Sunday, December 21, 2014

The Darkest Night, Dark Moon, Shadows

Blessed Winter Solstice and Blessed Dark Moon!

Amazing Energy surrounds this Day in the Northern Hemisphere. The Night will be at it's Longest and the Moon has made Her journey to Rest. All is Dark. All is Dark.

And it is often in the Darkness when our Shadows come knocking on the Doorway to our Mind, Body and Soul. Oh our Beloved Shadows. We have such a love/hate relationship with them.

Yet, without our Shadows, the work of the Dark cannot be done. Without our Shadows, the Story we must Rewrite, Redefine and Reframe cannot come to Pen. Without our Shadows, we only Exist in a superficial world full of misshapened Dreams and False Selves created out of our Attempts to keep the Shadows in the Closet, in the Wells, in the Graves.

It took me awhile to answer the Door and not wait until the Shadows broke the Windows to my Soul and came in anyway. I was most often unprepared and thus unable to deal with what the Shadows had to teach me. I learned that opening the Door and inviting the Shadow in, sitting at the Table with a cup of tea and a scone, was the Wise Way to Journey with Shadow in the Dark Time.

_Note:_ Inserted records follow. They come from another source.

PR #241, opened 2019-05-22
Pretty-printing of LLVMVals with names of global variables

siddharthist:
This allows us to have error messages like this in SAWscript, which give users feedback in terms of the source language (C/LLVM) (note the presence of `@update256`):
```
could not match specified value with actual value:
  actual (simulator) value: @update256
  specified value: concrete pointer: allocation = 646, offset = 40
  type of actual value: i32(%struct.env_md_ctx_st*, i8*)**
  type of specified value: i32(%struct.env_md_ctx_st*, i8*)**
```
(c.f. https://github.com/GaloisInc/saw-script/pull/450). [This paste](https://clbin.com/jzjvI) has another example.

We should probably also consider using this in `readMem'`, so that if the memory model failed to load through a pointer to a global, the user doesn't have to look through the memory dump to find out which one it was.

### DIFF
--- a/crucible-llvm/src/Lang/Crucible/LLVM/MemModel.hs
+++ b/crucible-llvm/src/Lang/Crucible/LLVM/MemModel.hs
@@ -168,7 +168,7 @@ import           Data.IORef
 import qualified Data.List as List
 import           Data.Map (Map)
 import qualified Data.Map as Map
-import           Data.Maybe (mapMaybe, listToMaybe)
+import           Data.Maybe (mapMaybe)
 import           Data.Sequence (Seq)
 import qualified Data.Sequence as Seq
 import           Data.Set (Set)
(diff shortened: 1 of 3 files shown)


crucible-llvm/src/Lang/Crucible/LLVM/MemModel.hs
```diff
@@ -1501,3 +1504,55 @@ allocGlobal sym mem (g, aliases, sz, alignment) = do
...
+                 -> IO (Maybe L.Symbol)
+isGlobalPointer' sym globalMap needle =
+  case testLeq (knownNat :: NatRepr 1) (ptrWidth needle) of
+    Nothing       -> pure Nothing
+    Just LeqProof -> isGlobalPointer sym globalMap needle
+
+-- | Pretty-print an 'LLVMVal', but replace pointers to globals with the name of
+--   the global when possible. Probably pretty slow on big structures.
+--
+-- TODO(lb): This is in this module instead of "MemModel.Value" because
```
siddharthist: I could use some help here if someone wouldn't mind taking a look. Thanks in advance!

robdockins:
Looks OK to me

siddharthist:
Thanks for the review!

Now, what I learned is that not all Shadows are Dark. If we remember, Shadows are merely our own Reflection caused by Sister Sun bouncing Her Light off of our Divine and Holy Bodies onto Mother Earth! Shadows are the Reflection caused by Brilliant Sun! Shadows are the Reflection of Us.

When Shadow comes to visit, I want to Remember this. Shadow is not the Reflection of the One who caused us Pain and Injury. Shadow is the Reflection of our Divine Wholeness during and after the Story that someone else wished to Pen for Us.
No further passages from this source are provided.